In a letter seen by Financial Adviser, the bank said the definition of critical illness was “extremely complex” and claimed it “would not be possible” for its advisers to have set out the differences in depth.

The letter was sent to the Financial Ombudsman Service by Lloyds working on the case of Melanie and Kevin Randall.

The pair have been battling Lloyds since the Scottish Widows critical illness policy they were sold in 2008 failed to pay out when Mr Randall survived a heart attack 18 months later. He now cannot work. In a ruling from 2010 the Fos ruled in favour of Lloyds Bank after the Randalls claimed their new policy was mis-sold.

However, Alan Lakey, founder of Hemel Hempstead-based CI Expert, said: “The model wording is a minimum requirement and insurers can go beyond that if they want. The new wording means claims for one in five heart attacks will fail.

“The Fos is wrong to say that Scottish Widows followed the ABI statement of best practice as if that constitutes an obligation.

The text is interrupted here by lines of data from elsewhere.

PR #4129, opened 2025-09-30
Update the GMT/Ghostscript compatibility notes

seisman:
We know that gs 10.03-10.06 works well with GMT.


yvonnefroehlich (commented):
That's great that there are no transparency issues with GMT and these gs versions.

It did not, it merely set out minimum claim wording requirements. It could have exceeded this.”

Ms Randall said: “The Fos is only taking into account the fact that Lloyds felt it was the right policy for us.”

Right to reply

A Lloyds spokesman said: “The Fos reviewed the sales process and wording of the definitions of heart attack between the old and new policy and found in favour of the bank.”